--- Excerpted records Enclosed Below ---

PR #7620, opened 2019-04-06
Implement Object.freeze for arrays/tuples

### LINKED ISSUE #961: Union from array literal
Let's say a value can be one of a finite number of string values:

``` js
type State = 'disconnected' | 'connecting' | 'connected';
let state: State = ...;
```

If I already have an array of all valid states in my code somewhere, it'd be nice if it could be used to create a type union from that, e.g.:

``` js
const STATES = ['disconnected', 'connecting', 'connected'];
type State = $Values<STATES>;
let state: State = ...;
```

I'm proposing `$Values` here analogously to `$Keys`. Alternatively, `$Either` could be extended to not just accept a list of types but also an array.

goodmind:
Fixes #961, #7733

### DIFF
--- a/src/typing/flow_js.ml
+++ b/src/typing/flow_js.ml
@@ -5152,6 +5152,26 @@ let rec __flow cx ((l: Type.t), (u: Type.use_t)) trace =
       let new_obj = DefT (reason, trust, ObjT {objtype with flags}) in
       rec_flow_t cx trace (new_obj, t)
 
+    (*************************)
+    (* arrays can be frozen *)
+    (*************************)
+
+    | DefT (reason_o, trust, ArrT arrtype), ObjFreezeT (reason_op, t) ->
+      (* make the reason describe the result (e.g. a frozen array literal),
+         but point at the entire Object.freeze call. *)
+      let desc = RFrozen (desc_of_reason reason_o) in
+      let reason = replace_reason_const desc reason_op in
+
+      let new_arrtype = match arrtype with
+        | ArrayAT (value, _) -> ROArrayAT value
+        (* TODO: Tuples aren't covariant, so Object.freeze actually doesn't do anything to them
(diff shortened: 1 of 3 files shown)


goodmind:
Should preserve string literals probably, but only after tuple elements can be covariant

goodmind:
Also I'm not sure if this is supposed to refine to frozen type, because Object.freeze mutates original object
```
const x = {foo: 1}
Object.freeze(x)
x.foo = 2 // no error
```

mvitousek:
Can you add some tests?

goodmind:
@mvitousek looks like it is broken :\
```js
const bar = Object.freeze([('12345': '12345')]) // why type becomes $ReadOnlyArray<number | "12345">
bar[0] = 1; // error
```

goodmind:
I'm not sure, but probably this would work better as libdef change

mvitousek:
That actually looks like a separate bug to me: my feeling is that if we've raised a type error from trying to write a string to a ROArray, we shouldn't propagate the string into the ROArray but instead maybe propagate `any` instead. If we made that change then your libdef approach might work better. @dsainati1 thoughts?

goodmind:
@mvitousek I'm not sure this is about `$ReadOnlyArray`, because this one works fine
```
const m: $ReadOnlyArray<number> = [1, 2, 3]
m[0] = 'wat'
m[0] // number
```

dsainati1:
I don't really see there being an issue in this case. We correctly report an error when you try to write to an read-only array, so as long as we properly taint the resulting type I wouldn't say anything incorrect is happening. I'd be much more concerned if you were able to write to a frozen array without an error.

goodmind:
The use case for this is to then do `$ElementType<typeof bar, number>` and get correct types, I think writes shouldn't break it

PR #7621, opened 2019-04-06
Implement $Values destructor for arrays/tuples

goodmind:
Related #7620


goodmind:
Probably this isn't needed because `$ElementType<ArrayLike, number>` does the same thing

PR #7627, opened 2019-04-08
[DOCS] deprecate `*`  (existential) type

lyleunderwood:
According to discussion in discord, `*` has been deprecated and added to the `deprecated-utility` lint. This changes the docs correspondingly.

### DIFF
--- a/website/en/docs/linting/rule-reference.md
+++ b/website/en/docs/linting/rule-reference.md
@@ -216,6 +216,11 @@ Triggers when you use the `$Supertype` or `$Subtype` utility types, as these typ
 unsafe and usually just equivalent to `any`. If the utilities were being used in a sound manner, the
 desired behavior can usually be recovered through the [`$Shape`](../../types/utilities/#toc-shape) utility or [bounded generics](../../types/generics/#toc-generic-types-act-as-bounds).
 
+#### `deprecated-type` <a class="toc" id="toc-deprecated-type" href="#toc-deprecated-type"></a>
+Triggers when you use the `*` (existential) utility type, as this type is
+unsafe and usually just equivalent to `any`.
+The effect of `*` can generally be achieved by simply not providing a type annotation.
+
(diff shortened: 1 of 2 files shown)


website/en/docs/linting/rule-reference.md
```diff
@@ -212,9 +212,10 @@ Triggers when you use `invariant` to check a condition which we know must be tru
 Note that this lint does not trigger when we know a condition is always `false`. It is a common idiom to use `invariant()` or `invariant(false, ...)` to throw in code that should be unreachable.
 
 #### `deprecated-utility` <a class="toc" id="toc-deprecated-utility" href="#toc-deprecated-utility"></a>
-Triggers when you use the `$Supertype` or `$Subtype` utility types, as these types are
-unsafe and usually just equivalent to `any`. If the utilities were being used in a sound manner, the
+Triggers when you use the `$Supertype`, `$Subtype`, or `*` (existential) utility types, as these types are
```
jbrown215: I think `deprecated-type` is the lint that does this, but it isn't documented at all. From looking at the code, it looks like it only fires when it encounters `*`

lyleunderwood: I added documentation for `deprecated-type` and cross-linked from the deprecation notice.

goodmind:
>usually just equivalent to `any`.

Is this true?

lyleunderwood:
@goodmind Discussion revealed that if flow can't find a suitable candidate for `*` then it will just return `any`. Additionally, apparently `*` becomes `any` at module barriers.

lyleunderwood:
@jbrown215 I couldn't get `make js` working because I was getting some error, but leaving that out I was able to get the screenshots below. I'm assuming `make js` is probably not relevant in the case of these markdown changes.

image
image

lyleunderwood:
Hmm, it seems like all builds are currently failing in appveyor.

jbrown215:
Yea, don't worry about the failing appveyor build. It's pretty flaky, and won't be affected my markdown changes

PR #7642, opened 2019-04-13
Fix $ObjMap and $ObjMapi exactness

goodmind:
Does similar behaviour as `$ReadOnly` type, tho I'm not sure why flags.exact is different from ExactT.
Also added `trust`


goodmind:
Or maybe this is intended behaviour?

Tuti1808:
Hdhfookndujfo

Tuti1808:
Gebcjsnkxlmxbhdjc

PR #7646, opened 2019-04-17
Make flow-dev-tools public

karanjthakkar:
Inspired from: https://twitter.com/threepointone/status/1118442563046989824

This PR makes `flow-dev-tools` public which allows devs to use this tool easily.

Previously:

- Clone flow repo
- install deps
- cd into product repo
- Use the tool like so: `../../<flow-repo>/packages/bin/tool ...`

Now:

- `npx flow-dev-tools ...`

I removed the `private: true` from the `package.json`. I'm unsure if I need to do anything more in order to allow this to be published to npm.

### DIFF
--- a/packages/flow-dev-tools/package.json
+++ b/packages/flow-dev-tools/package.json
@@ -1,8 +1,12 @@
 {
   "name": "flow-dev-tools",
-  "private": true,
   "license": "MIT",
   "version": "0.1.0",
+  "bin": "./bin/tool",
+  "files": [
+    "bin",
+    "src"
+  ],
   "dependencies": {
     "babel-jest": "^21.0.2",
     "babel-plugin-syntax-async-functions": "^6.8.0",


packages/flow-dev-tools/package.json
```diff
@@ -49,5 +53,8 @@
   },
   "scripts": {
     "test": "make -C ../.. test"
+  },
+  "devDependencies": {
+    "babel-cli": "^6.26.0"
```
threepointone: why do you need babel-cli here? alternately, why did you use the dist version in `tool`?

karanjthakkar: @threepointone tbh, I followed what was done in the flow-upgrade package. I imagine we use some modern syntax that might not be supported out of the box. What do you think is the right way?

threepointone: I dunno :) I was just curious. `babel-node` isn't called anywhere, so wanted to understand why you added this here

karanjthakkar: Oh right. Good catch. I forgot to add the build step 🤦🏻‍♂️Will do.

threepointone: would it be simpler to just run `src/main.js`?

karanjthakkar: We use es6 imports in the package. So I'm not sure how using the source directly would work if we plan on distributing the package.

threepointone: It already uses `require("babel-register")(babelConfig);` so I imagine it would just work? I don't think anyone will `import Something from 'flow-dev-tools'` in their code.

Don't mind me, I'm just doing driveby commenting :)

karanjthakkar: You're right. I misunderstood your initial comment.

namuol:
Any updates on this? Still seems like pretty low hanging fruit 🍎 ❤️ 🙏

oonsamyi:
`flow-dev-tools` is a very important package for our team.
We use one for upgrade flow version (add-comment, remove-comment, upgrade codemodes, etc.)
Unfortunately, we had to fork this repo and publish one in the privet npm registry.
Please, give any reasons why this package can't be published!

liuyangcharlie:
Noticed some test failed and the PR failed to merge. What's our plan now? Do we still want to make it public or have any alternative ways?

--- End of Enclosed Excerpted records ---

Copy each line above that contains the word "Triggers".

@@ -216,6 +216,11 @@ Triggers when you use the `$Supertype` or `$Subtype` utility types, as these typ
+Triggers when you use the `*` (existential) utility type, as this type is
@@ -212,9 +212,10 @@ Triggers when you use `invariant` to check a condition which we know must be tru
-Triggers when you use the `$Supertype` or `$Subtype` utility types, as these types are
+Triggers when you use the `$Supertype`, `$Subtype`, or `*` (existential) utility types, as these types are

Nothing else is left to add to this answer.